# Shower screen pivot block



## winjim (21 May 2022)

This is an absolutely ludicrous long shot I know, but worth a try. The pivot block from my shower screen has broken and I'd rather replace the part than have to faff around with buying and fitting a whole new screen. Does anybody have the first clue how to go about identifying it and finding a suitable replacement?

Obviously I've already Googled several permutations of 'shower screen pivot block spare part' so any replies along those lines will be treated with the contempt they deserve...

I fear this may be an exercise in futility but if anyone's up for a challenge let me know and I'll post all the measurements.

TIA


----------



## Cerdic (21 May 2022)

No idea, but you might be able to get the broken bit welded. Is it steel?


----------



## winjim (21 May 2022)

Cerdic said:


> No idea, but you might be able to get the broken bit welded. Is it steel?



No, plastic. I have thought about maybe gluing it then bolting a steel plate across it. That might work and you wouldn't see it as it's at the top of the shower screen. Bit of a bodge though and maybe not worth the effort.


----------



## alicat (21 May 2022)

How about going to an old-fashioned hardware shop or a plumber's merchant with the broken piece in hand and asking what plumbers call them and if it's possible to buy them as spares? A bathroom fitter probably even has some left over if you ask nicely....


----------



## alicat (21 May 2022)

or it it the sort of thing that a 3-D printer might be good at making?


----------



## winjim (21 May 2022)

alicat said:


> How about going to an old-fashioned hardware shop or a plumber's merchant with the broken piece in hand and asking what plumbers call them and if it's possible to buy them as spares? A bathroom fitter probably even has some left over if you ask nicely....



As far as I can tell the correct name is 'pivot block'. You can buy them as spares for some brands but the issue is identifying the manufacturer in the first place. Trying to figure out the manufacturer of a particular shower screen is tricky as you can well imagine.

(Told you it was a long shot.)


----------



## flake99please (21 May 2022)

winjim said:


> No, plastic. I have thought about maybe gluing it then bolting a steel plate across it. That might work and you wouldn't see it as it's at the top of the shower screen. Bit of a bodge though and maybe not worth the effort.

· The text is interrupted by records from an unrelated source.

PR #477, opened 2026-08-27
fix: restack provider API-key pools on shared credential store

MeltingMadness:
## Summary

This is a current-`main` restack of the provider API-key pool work discussed in #403. It addresses the three blockers in the latest maintainer review while preserving the existing fail-closed and pre-commit safety behavior.

## Review blockers addressed

- Uses only the accepted shared `cred_...` credential IDs and provider credential resolver. The pool-specific secret-reference format from #403 is removed.
- Adds a safe lifecycle through `codex-router key-pool`: existing credential upsert, registry-constrained `add-env`, pause/resume, policy changes, and sanitized status.
- Adds an end-to-end OpenCode forwarder test that configures two credential IDs, receives a `429` for the first key before any response is committed, rebinds to the second key, and returns only the successful response.

Configured invalid, empty, locked, or unresolvable pools remain authoritative and fail closed rather than falling back to the legacy key. Pool state contains credential IDs and metadata, never secret bytes.

## Verification

- Changed runtime modules pass `node --check`.
- 29 targeted credential, pool, routing, control, and forwarder tests pass; 0 fail.
- Both CLI dispatch paths were checked.
- `git diff --check` passes.

A full repository-wide suite was not run locally; CI remains the broader regression gate.

## Relationship to #403

This PR carries the revised implementation on current `main` because the original cross-fork branch cannot be updated from this account. It is intended to provide the maintainer with a directly reviewable and mergeable successor to the implementation in #403.


MeltingMadness:
Follow-up from an adversarial self-review: `key-pool add-env` is now idempotent and concurrency-safe at the credential-store boundary (`fdfe418`). Repeating the same provider/environment registration reuses the active credential ID instead of creating duplicate refs that would intentionally fail pool selection. A regression test covers repeat registration, one stored ref, and one pool entry. The targeted set remains 29 passed / 0 failed, with changed-module syntax checks and `git diff --check` passing.

duolahypercho:
Independent maintainer audit of successor head fdfe418 against current main: ADAPT, do not merge this exact head yet.\n\nThe shared cred_ references, provider binding, authoritative pool behavior, locked mutations, duplicate-secret check, and two-key pre-commit 429 path are worth preserving. Remaining blockers:\n\n1. Command Code routing is chosen from the initial key, but a successful rotated key identity is not propagated to route selection, plan relay, or route-cache accounting. A result can be sent or recorded against the wrong account/plan surface.\n2. Pooled failures call attemptResponse.text(), bypassing current main's bounded response reader and allowing a provider-controlled error body to consume unbounded memory.\n3. Retry policy includes 500 and almost all 5xx, with as many as 256 immediate account attempts and no total time/backoff budget. A 500 may have executed and can duplicate billed work. Conversely, real fetch transport codes commonly live at error.cause.code, so ECONNRESET does not rotate.\n4. initialSelection is trusted without re-reading pool and credential state immediately before send. I reproduced selecting key A, pausing A, then still sending A.\n5. Lifecycle is incomplete: there is no remove-entry/delete-pool path back to the legacy key, no PowerShell key-pool command, and doctor/provider health/support diagnostics do not inspect an authoritative broken pool.\n6. Pool parsing reads unbounded symlink-following state and silently slices oversized maps. A 257-entry file reports valid, then the next mutation permanently rewrites only 256 entries.\n\nPlease propagate the winning credential identity, choose Command Code routing per attempt, reuse the bounded body and established retry classifier with a small total budget, revalidate before send, complete remove/Windows/doctor/health integration, and fail closed on bounded non-symlinked state. The synthetic merge was clean and targeted tests passed, but GitHub currently shows only GitGuardian rather than the core CI matrix.

MeltingMadness:
Addressed the six blockers from the review in a1ddc17 (rebased onto current main):

1. The credential that wins pool failover is now propagated through Command Code route selection, plan relay, entitlement caching, and pool outcome accounting. A new end-to-end test proves key A can fail, key B can win, and the plan relay uses key B.
2. Pooled error bodies and the non-pooled Command Code refusal body now use the existing bounded response reader instead of Response.text().
3. Pool failover reuses the established upstream retry classifiers, including nested error.cause.code traversal. HTTP 500 is no longer retried. Attempts are capped at 3 with a 5-second retry budget and 250ms/750ms backoff.
4. The initial availability selection is no longer trusted for sending. The authoritative pool is re-read under its lock immediately before every attempt; a regression test pauses the initially selected key before send and confirms the next key is used.
5. Added remove-entry and delete-pool lifecycle operations, session/policy cleanup, Windows key-pool dispatch, and sanitized pool visibility in doctor, /health, and support bundles. Removing a pool entry intentionally preserves the shared cred_* reference.
6. Pool state reads are size-bounded, reject symlinks/non-regular files, and reject over-limit provider/credential/session/policy maps instead of slicing them. A 257-entry regression fixture is invalid and mutations refuse to overwrite it.

Fresh targeted verification on this head: 37 tests passed, 0 failed; module syntax checks and git diff --check passed. PowerShell execution was not available on the macOS test host, so the Windows dispatcher change was statically inspected rather than executed.

duolahypercho:
Maintainer follow-up: thank you for the substantial rework in `a1ddc178`. I preserved all contributor commits and fast-forwarded two additive maintainer fixes onto this same PR (`040b08f`, `52889a7`) rather than replacing or closing the work.

The final adversarial pass found and now covers five remaining boundaries:

- repeated `add` / `add-env` preserves paused state, priority, quota, health, and request/token counters;
- non-sticky round-robin advances `A, B, C, A, B` even with one repeated session;
- every Command Code plan/cache write fingerprints the key that actually won failover;
- doctor and `/health` fail closed for empty, paused/no-eligible, unresolvable, duplicate-secret, or structurally invalid authoritative pools, while exposing only fixed reasons/counts;
- a send failure after response commitment propagates `committed: true` and cannot fall through to a second 503 response.

Local exact-head verification on `52889a71d2c4f738498e33626e778aa4e5745ce8`:

- focused adjacent suite: 40/40 passed;
- `npm run check`: passed;
- full `npm test`: 2,816 total, 2,799 passed, 17 intentional skips, 0 failed;
- `git diff --check`: clean;
- synthetic merge with current `main` (`3fd0cae`) is conflict-free.

No live provider or quota-consuming request was used. I am holding merge only for the fresh exact-head GitHub matrix and a final independent diff/check review.

duolahypercho:
Thank you for the substantial key-pool implementation. I preserved the contributor branch and pushed additive repair commits through bc9c253: bounded/transactional pool state, per-key quota and outcome ordering, safe retry/relay boundaries, service-environment and Windows ACL handling, catalog/publication integration, and fail-closed environment-backed lifecycle checks. The exact head passes locally: 2,922 total, 2,904 passed, 18 skipped, 0 failed, plus npm run check and git diff --check. GitHub CI is running now; I will merge only after every required job, especially Windows, is green.

duolahypercho:
Correction to my prior note: I should not have opened a maintainer continuation around this active contributor PR. I am closing #493 without merging it, and #477 remains the canonical implementation and review thread. Thank you for the substantial revisions already made here.

The remaining blockers I reproduced are:

1. The Windows request-path ACL worker treats powershell.exe stdin/stdout as a classic persistent line protocol. The real Windows regression Windows request-path private writes reuse one ACL worker and preserve the atomic target ACL times out after 30 seconds while the synchronous ACL tests pass. The exact failure is https://github.com/duolahypercho/codex-router/actions/runs/33126145362/job/98704657313. Please replace that transport with a bounded Windows-compatible design, such as a one-shot operation or an owner-restricted named pipe, and keep the real reuse/ACL test.
2. The support bundle serializes providerApiKeyPoolsSnapshot, which includes raw credential IDs, session IDs, and arbitrary health.lastError history. Support artifacts should contain only the authority/readiness decision and aggregate counts; add sentinels proving IDs, history, and secret values never appear.
3. commandcode-plan.json persists a fast truncated SHA-256 verifier for each provider key. That turns a support/state leak into an offline key verifier. Please use a memory-hard versioned derivation or avoid persisting a secret-derived verifier, and make old entries miss safely.
4. The same review found avoidable fast token digests in short-lived Copilot/pool comparisons. The resolved secrets already exist in request memory, so exact short-lived comparisons avoid retaining reusable hashes.

Once this branch is updated, I will rerun the focused security/pool/Command Code suite, the full exact-head matrix, and code scanning. I will merge this contributor PR directly only when those checks are green.

duolahypercho:
@MeltingMadness, the Windows core CI job is still failing on the current head. The direct regression is `Windows request-path private writes reuse one ACL worker and preserve the atomic target ACL`, which times out after 30 seconds in `src/file-security.mjs`; the other provider-pool failures appear largely downstream of that ACL-worker timeout.

Failing job: https://github.com/duolahypercho/codex-router/actions/runs/33119761086/job/98683498220

duolahypercho:
I prepared maintainer continuation #507 from the preserved pool history and latest review fixes. It is based on current `main` and replaces the hanging persistent Windows PowerShell ACL worker with a bounded one-shot async operation; it also carries the support-bundle redaction and versioned credential-verifier fixes from the latest review head. Exact-head focused verification is green locally; #507 is running the full matrix, especially Windows. I’ll close this thread as superseded only after that matrix is green and the successor is merged.

duolahypercho:
Superseded by merged #507, which carries the provider pool fixes and Windows/security repairs.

Probably your best bet tbh. Good luck.


----------



## alicat (21 May 2022)

winjim said:


> You can buy them as spares for some brands but the issue is identifying the manufacturer in the first place.



Thanks. I understand the problem better now. Good luck!


----------



## winjim (21 May 2022)

alicat said:


> Thanks. I understand the problem better now. Good luck!

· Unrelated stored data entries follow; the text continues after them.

PR #478, opened 2026-08-27
fix(antigravity): sanitize Claude tool schemas

jepgambardella:
## Problem
The Antigravity Claude adapter rejects valid Codex tool schemas when they contain legacy `id`/`discriminator` metadata, boolean JSON-schema subschemas, or unions it cannot translate. This causes HTTP 400 before Claude can process a turn.

## Fix
- Strip unsupported `id` and `discriminator` metadata recursively.
- Convert boolean subschemas to empty schemas.
- For Claude only, remove null branches, collapse single-branch unions, and omit unsupported multi-branch unions. Gemini behavior is unchanged.
- Add regression coverage.

## Validation
- Focused shape suite: 20/20 passed.
- Live local Antigravity forwarder with the cached 263-tool Codex harness: HTTP 200, 94k input tokens, `OK` response.
- `git diff --check` passed.

### DIFF
--- a/src/antigravity-oauth-shape.mjs
+++ b/src/antigravity-oauth-shape.mjs
@@ -315,6 +315,8 @@ function dereferenceAntigravitySchema(schema, root = schema, stack = new Set(), 
 const UNSUPPORTED_SCHEMA_KEYWORDS = Object.freeze([
   "$schema",
   "$id",
+  "id",
+  "discriminator",
   "$anchor",
   "$dynamicAnchor",
   "$dynamicRef",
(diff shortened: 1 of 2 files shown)


duolahypercho:
Thank you for the live 263-tool proof and the narrow two-file change. I am keeping this contribution open, but the current sanitizer is not safe to merge yet.

The blocking semantic problem is boolean JSON Schema: false means “accept no value,” while this patch converts both true and false to {}, which means “accept any value.” That reverses an unsatisfiable constraint into a permissive one. The Claude multi-branch path is similarly lossy: dropping a multi-branch anyOf/oneOf/allOf can turn a constrained field into {}, so a 200 from a large request does not prove that generated tool arguments still satisfy the client contract.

Yeah sorry, I'm not trying be awkward and throw obstacles in the way of your (eminently sensible) solutions. It is a very niche question I'm asking.


----------



## presta (21 May 2022)

I can't see that being an industry standard part, the very least you're going to need to know is the manufacturer. Failing that, make one.


----------



## winjim (21 May 2022)

presta said:


> I can't see that being an industry standard part, the very least you're going to need to know is the manufacturer. Failing that, make one.



Having looked at it, some of the measurements do look like they might be standard, but the whole part not so much. There's a chance I might be able to find one that'll do.

If not, I can probably replace the hinge without having to replace the glass.


----------



## crossfire (29 May 2022)

mine broke as well, hinge sticks down from between 2 screws that hold it to the top of the door, plastic snapped where a screw goes, and not enough to put a new hole in. Temporary repair effected with Gorilla Tape clear - so you can`t see it. Lasted a few months till today when I forgot and leant on it, new repair just carried out. Hope it may help or give inspiration for a cure - superglue together then tape??


----------